YOUR ASSIGNMENT:
Would you restate all the entries exactly, leaving nothing out?

RECORDS FOR THE EXERCISE START

PR #85, opened 2019-06-07
Add support for extensions + Add Apollo Tracing support

### LINKED ISSUE #40: Support for Apollo Tracing
This should allow tracing performance problems in APIs made with Strawberry:

https://github.com/apollographql/apollo-tracing

jaydenwindle:
This PR adds [Apollo Tracing](https://github.com/apollographql/apollo-tracing) support. It builds on the tracing middleware implementation that was proposed in `graphql-core` (see https://github.com/ekampf/graphql-core/tree/feature/tracing)

Fixes #40 

EDIT(Patrick):

I've changed this PR to have a generic support for extensions, that you can pass to the schema, like this:

```python
@strawberry.type
class Person:
    name: str = "Jess"

@strawberry.type
class Query:
    @strawberry.field
    def person(self, info) -> Person:
        return Person()

schema = strawberry.Schema(query=Query, extensions=[ApolloTracingExtension()])
```

an extensions needs to follow this protocol:

```python
class Extension:  # pragma: no cover
    def on_request_start(self):
        ...

    def on_request_end(self):
        ...

    def on_validation_start(self):
        ...

    def on_validation_end(self):
        ...

    def on_parsing_start(self):
        ...

    def on_parsing_end(self):
        ...

    def on_resolver_start(self):
        ...

    def on_resolver_end(self):
        ...

    def resolve(self, _next, root, info, *args, **kwargs):
        ...

    def get_results(self):
        return {}
```


patrick91:
@jaydenwindle this is so cool! I haven't done a PR yet but I'm working on a new structure for the ASGI app, would be ok in "porting" this PR to the new implementation when done? I'll ping you here when I'm done :)

jaydenwindle:
Sure, happy to!

strawberry/contrib/starlette/app/graphql_app.py
```diff
@@ -69,16 +72,38 @@ def __call__(self, scope: Scope) -> ASGIInstance:
 
         background = BackgroundTasks()
         context = {"request": request, "background": background}
+        additional_arguments = {}
+        extensions = {}
+
+        if self.tracing:
```
patrick91: what if we allow users to pass the list of middlewares when instantiating the GraphQL app?

patrick91: ok, this might not be feasible since we need the tracing.start and .end

strawberry/middleware.py
```diff
@@ -0,0 +1,98 @@
+import asyncio
+import time
+
+
+class TracingMiddleware(object):
```
patrick91: let's remove (object) ;)

strawberry/middleware.py
```diff
@@ -0,0 +1,98 @@
...
+    DATETIME_FORMAT = "%Y-%m-%dT%H:%M:%S.%fZ"
+
+    def __init__(self):
+        self.resolver_stats = list()
```
patrick91: [] instead of list? :)

strawberry/middleware.py
```diff
@@ -0,0 +1,98 @@
...
+        return self.end_time - self.start_time
+
+    @property
+    def tracing_dict(self):
+        result = dict(
+            version=1,
+            startTime=self.start_time_str,
+            endTime=self.end_time_str,
+            duration=self.duration,
+            execution=dict(resolvers=self.resolver_stats),
```
patrick91: we could use {} instead of dict()

same for the ones below :)

strawberry/middleware.py
```diff
@@ -0,0 +1,98 @@
...
+
+            stat = {
+                "path": info.path,
+                "parentType": str(info.parent_type),
+                "fieldName": info.field_name,
+                "returnType": str(info.return_type),
+                "startOffset": self.now() - self.start_time,
+                "duration": elapsed_ns,
+            }
+            self.resolver_stats.append(stat)
```
patrick91: since we love dataclasses, shall we use them instead of the dicts we have here? it will make the code much nicer :D

strawberry/contrib/starlette/app/graphql_app.py
patrick91: I'm wondering if we should expose a way for users to be able to this themselves, I think for now let's keep this hard-coded, and we can improve it later ;)

jaydenwindle: Ok, sounds good!

botberry:

```markdown
Release type: patch

```

strawberry/asgi/http.py
```diff
@@ -43,15 +48,36 @@ async def get_http_response(
...
+        query,
+        variables=variables,
+        context=context,
+        operation_name=operation_name,
+        **additional_arguments
     )
 
+    if tracing_enabled:
+        tracing.end()
+        extensions["tracing"] = tracing.tracing_dict
```
patrick91, line 73: I'm not enjoying these ifs, might be worth having some hooks for these things

patrick91:
Added support for extensions, will re-check the code tomorrow. I need to update ASGI, Flask and Django to support the new way of using extensions (I think I'll remove the middleware option for now)

strawberry/extensions/tracing/apollo.py
```diff
@@ -0,0 +1,146 @@
...
+            "validation": self.validation.to_json(),
+            "parsing": self.parsing.to_json(),
+        }
+
+
+class ApolloTracingExtension(Extension):
+    def __init__(self):
+        self._resolver_stats: typing.List[ApolloResolverStats] = []
+
+    def on_request_start(self):
```
patrick91, line 87: add params here (ie. query, operation name)

patrick91: context as well

strawberry/extensions/__init__.py
```diff
@@ -0,0 +1,92 @@
+import functools
+import typing
+from contextlib import contextmanager
+
+from graphql import MiddlewareManager
+
+
+class Extension:  # pragma: no cover
```
BryceBeagle, line 8: Should this be abstract?

patrick91: In terms of extending the abc base class?

BryceBeagle: yeah

patrick91: Probably! Will update the code tomorrow, was going to write some docs for this first, but I'm too tired now ☺️

patrick91: @BryceBeagle I changed the class to be used as baseclass, the empty methods are fine now, they shouldn't be abstract as they are always called :)

patrick91 (approved):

RECORDS FOR THE EXERCISE END

OUTPUT FOR THIS EXERCISE:
PR #85, opened 2019-06-07
Add support for extensions + Add Apollo Tracing support

### LINKED ISSUE #40: Support for Apollo Tracing
This should allow tracing performance problems in APIs made with Strawberry:

https://github.com/apollographql/apollo-tracing

jaydenwindle:
This PR adds [Apollo Tracing](https://github.com/apollographql/apollo-tracing) support. It builds on the tracing middleware implementation that was proposed in `graphql-core` (see https://github.com/ekampf/graphql-core/tree/feature/tracing)

Fixes #40 

EDIT(Patrick):

I've changed this PR to have a generic support for extensions, that you can pass to the schema, like this:

```python
@strawberry.type
class Person:
    name: str = "Jess"

@strawberry.type
class Query:
    @strawberry.field
    def person(self, info) -> Person:
        return Person()

schema = strawberry.Schema(query=Query, extensions=[ApolloTracingExtension()])
```

an extensions needs to follow this protocol:

```python
class Extension:  # pragma: no cover
    def on_request_start(self):
        ...

    def on_request_end(self):
        ...

    def on_validation_start(self):
        ...

    def on_validation_end(self):
        ...

    def on_parsing_start(self):
        ...

    def on_parsing_end(self):
        ...

    def on_resolver_start(self):
        ...

    def on_resolver_end(self):
        ...

    def resolve(self, _next, root, info, *args, **kwargs):
        ...

    def get_results(self):
        return {}
```


patrick91:
@jaydenwindle this is so cool! I haven't done a PR yet but I'm working on a new structure for the ASGI app, would be ok in "porting" this PR to the new implementation when done? I'll ping you here when I'm done :)

jaydenwindle:
Sure, happy to!

strawberry/contrib/starlette/app/graphql_app.py
```diff
@@ -69,16 +72,38 @@ def __call__(self, scope: Scope) -> ASGIInstance:
 
         background = BackgroundTasks()
         context = {"request": request, "background": background}
+        additional_arguments = {}
+        extensions = {}
+
+        if self.tracing:
```
patrick91: what if we allow users to pass the list of middlewares when instantiating the GraphQL app?

patrick91: ok, this might not be feasible since we need the tracing.start and .end

strawberry/middleware.py
```diff
@@ -0,0 +1,98 @@
+import asyncio
+import time
+
+
+class TracingMiddleware(object):
```
patrick91: let's remove (object) ;)

strawberry/middleware.py
```diff
@@ -0,0 +1,98 @@
...
+    DATETIME_FORMAT = "%Y-%m-%dT%H:%M:%S.%fZ"
+
+    def __init__(self):
+        self.resolver_stats = list()
```
patrick91: [] instead of list? :)

strawberry/middleware.py
```diff
@@ -0,0 +1,98 @@
...
+        return self.end_time - self.start_time
+
+    @property
+    def tracing_dict(self):
+        result = dict(
+            version=1,
+            startTime=self.start_time_str,
+            endTime=self.end_time_str,
+            duration=self.duration,
+            execution=dict(resolvers=self.resolver_stats),
```
patrick91: we could use {} instead of dict()

same for the ones below :)

strawberry/middleware.py
```diff
@@ -0,0 +1,98 @@
...
+
+            stat = {
+                "path": info.path,
+                "parentType": str(info.parent_type),
+                "fieldName": info.field_name,
+                "returnType": str(info.return_type),
+                "startOffset": self.now() - self.start_time,
+                "duration": elapsed_ns,
+            }
+            self.resolver_stats.append(stat)
```
patrick91: since we love dataclasses, shall we use them instead of the dicts we have here? it will make the code much nicer :D

strawberry/contrib/starlette/app/graphql_app.py
patrick91: I'm wondering if we should expose a way for users to be able to this themselves, I think for now let's keep this hard-coded, and we can improve it later ;)

jaydenwindle: Ok, sounds good!

botberry:

```markdown
Release type: patch

```

strawberry/asgi/http.py
```diff
@@ -43,15 +48,36 @@ async def get_http_response(
...
+        query,
+        variables=variables,
+        context=context,
+        operation_name=operation_name,
+        **additional_arguments
     )
 
+    if tracing_enabled:
+        tracing.end()
+        extensions["tracing"] = tracing.tracing_dict
```
patrick91, line 73: I'm not enjoying these ifs, might be worth having some hooks for these things

patrick91:
Added support for extensions, will re-check the code tomorrow. I need to update ASGI, Flask and Django to support the new way of using extensions (I think I'll remove the middleware option for now)

strawberry/extensions/tracing/apollo.py
```diff
@@ -0,0 +1,146 @@
...
+            "validation": self.validation.to_json(),
+            "parsing": self.parsing.to_json(),
+        }
+
+
+class ApolloTracingExtension(Extension):
+    def __init__(self):
+        self._resolver_stats: typing.List[ApolloResolverStats] = []
+
+    def on_request_start(self):
```
patrick91, line 87: add params here (ie. query, operation name)

patrick91: context as well

strawberry/extensions/__init__.py
```diff
@@ -0,0 +1,92 @@
+import functools
+import typing
+from contextlib import contextmanager
+
+from graphql import MiddlewareManager
+
+
+class Extension:  # pragma: no cover
```
BryceBeagle, line 8: Should this be abstract?

patrick91: In terms of extending the abc base class?

BryceBeagle: yeah

patrick91: Probably! Will update the code tomorrow, was going to write some docs for this first, but I'm too tired now ☺️

patrick91: @BryceBeagle I changed the class to be used as baseclass, the empty methods are fine now, they shouldn't be abstract as they are always called :)

patrick91 (approved):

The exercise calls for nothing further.